Hipotesis kedua patogenesis DBD mempunyai konsep dasar bahwa keempat
serotipe virus dengue mempunyai potensi patogen yang sama dan gejala berat terjadi
sebagai akibat serotipe/galur serotipe virus dengue yang paling virulen. Berdasarkan
TheImmunological Enhancement Hypothesis, antibodi yang terbentuk pada infeksi
dengue terdiri dari IgG yang berfungsi menghambat peningkatan replikasi virus dalam
monosit, yaitu enhancing-antibody dan neutralizing antibody. Pada saat ini dikenal 2
jenis tipe antibody yaitu 1. Kelompok monoklonal reaktif yang tidak mempunyai sifat
menetralisasi tetapi memacu replikasi virus, dan 2. Antibodi yang dapat menetralisasi
secara spesifik tanpa disertai daya memacu replikasi virus. Perbedaan ini berdasarkan
adanya virion determinant specificity. Antibodi non-netralisasi yang dibentuk pada
infeksi primer akan menyebabkan terbentuknya kompleks imun pada infeksi sekunder
dengan akbiat memacu replikasi virus. Teori ini pula yang mendasar pendapat bahwa
infeksi sekunder virus dengue oleh serotipe dengue yang berbeda cenderung
menyebabkan menifestasi berat. Dasar utama hipotesis ialah meningkatnya reaksi
immunologis (the immunological enhancement hypothesis) yang berlangsung sebagai
berikut:
a) Sel fagosit mononuklear yaitu monosit, makrofag, histiosit dan sel Kupffer
merupakan tempat utama terjadinya infeksi virus dengue primer.
b) Non neutralizing antibody baik yang bebas dalam sirkulasi maupun yang
melekat (sitofilik) pada sel, bertindak sebagai resptor spesifik untuk
melekatnya virus dengue pada permukaan sel fgosit mononuklear. Mekanisme
pertama ini disebut mekanisme aferen.
c) Virus dengue kemudian akan bereplikasi dalam sel fagosit mononuklear yang
telah terinfeksi.
d) Selanjutnya sel monosit yang mengandung kompleks imun akan menyebar ke
usus, hati, limpa dan sumsum tulang. Mekanisme ini disebut mekanisme
eferen. Parameter perbedaan terjadinya DBD dengan dan tanpa renjatan ialah
jumlah sel yang terkena infeksi.
e) Selanjutnya sel monosit yang telah teraktivasi akan mengadakan interaksi
dengan sistem humoral dan sistem komplemen dengan akibat dilepaskannya
mediator yang mempengaruhi permeabilitas kapiler dan mengaktivasi sistem
koagulasi. Mekanisme ini disebut mekanisme efektor.

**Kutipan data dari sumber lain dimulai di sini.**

PR #1563, opened 2024-08-29
Allow Form PDF Settings to be previewed before saving

### LINKED ISSUE #1528: PDF Preview Feature
**Description**
When setting up a PDF on a form, add a "Preview" button so the results can be previewed before the changes are saved. Along with improving the initial setup, it makes PDF settings updates more convenient since you can review the changes before they go live.

jakejackson1:
## Description

Add a "Preview PDF" button to the form PDF settings so users can preview the document with the current settings before saving.

## Testing instructions
1. Go to the Form Editor
2. Navigate to Form Settings -> PDF
3. Add a new PDF
4. Use the Preview PDF button
5. Make changes to the PDF settings
6. Use the Preview PDF button again
7. Save the PDF settings
8. Make changes to the PDF settings
9. Use the Preview PDF button
10. Repeat step 8-9 as many times as necessary 

## Screenshots 

CleanShot 2024-08-29 at 14 47 08@2x
CleanShot 2024-08-29 at 14 47 20@2x

## Checklist:
- [x] I've tested the code.

## Additional Comments 

The following extensions require a compatibility update:

1. Core Booster (filter fields)
2. Developer Toolkit (toolkit setting)


jakejackson1:
TODO:

- [x] Allow `entry` to be passed to the `get_items()` endpoint and only return PDFs that would be active for that entry (the PDF is set to active and the conditional logic passes).
- [x] Increase code coverage for API

PR #1653, opened 2026-05-15
ci: speed up wp-env across PHPUnit and Playwright workflows

jakejackson1:
Cache wp-env work directory, Composer, Yarn, Playwright browsers, and Docker layers across both test workflows so cold starts only pay the full provisioning cost on cache misses. Pin WordPress core to a fixed release in all wp-env configs (with a weekly bot that opens a PR when a new release ships) so the cache stays stable across runs.

PHPUnit: trim PR matrix to PHP 7.4/8.3/8.5 for fast feedback; full 7-version matrix runs on push to development/main and the new weekly cron. Drop the dedicated multisite matrix cell and run the multisite suite as a second step on the 8.3 cell against the same wp-env container.

Playwright: collapse the duplicate e2e-permalinks wp-env config into a single instance and flip permalink_structure per project via global-setup.ts; shard tests 4-ways in CI; aggregate shard results in a new notify job for the weekly schedule.


jakejackson1:
Too broad an update. Closing

PR #1664, opened 2026-06-05
Scope all PSR libraries and remove PSR Log compatibility layers

jakejackson1:
## Summary

Prefixes every PSR library under `GFPDF_Vendor` via php-scoper so the plugin is fully self-contained and can no longer collide with other plugins that ship `psr/log` v2 or v3. This lets us delete the runtime PSR Log 1/2/3 compatibility layer entirely.

## Changes

- **php-scoper config**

Limfosit T juga memegang peran penting dalam patogenesis DBD. Akibat
rangsang monosit yang terinfeksi virus dengue atau antigen virus dengue, limfosit
dapat mengeluarkan interferon (IFN-ɑ dan γ). Pada infeksi sekunder oleh virus
dengue (seotipe berbeda dengan infeksi pertama), limfosit T CD4+ berproliferasi dan
menghasilkan IFN-\ɑ. IFN-ɑ selanjutnya merangsang sel yang terinfeksi virus dengue
dan mengakibatkan monosit memproduksi mediator. Oleh limfosit T CD4+ dan
CD8+ spesifik virus dengue, monosit akan mengalami lisis dan mengeluarkan
mediator yang menyebabkan kebocoran plasma dan perdarahan.
Perjalanan DBD terdiri dari 3 fase, yaitu fase demam (2-7 hari), fase kritis atau
fase kebocoran plasma (24-48 jam) dan fase penyembuhan (2-7) hari.
a. Fase Febril
Pasien biasanya akan mengalami demam derajat tinggi secara mendadak.
Fase febril akut akan berlangsung selama 2-7 hari dan sering kali diikuti oleh
ruam, eritema kulit, rasa sakit di sekujur tubuh, myalgia, arthralgia, nyeri retro-
orbital, fotofobia, rubeliform exanthema, dan sakit kepala. Beberapa pasien juga
dapat mengalami sakit tenggorokan, anoreksia, dan muntah. Sulit untuk
membedakan infeksi dengue secara klinis dari non-dengue saat fase febril.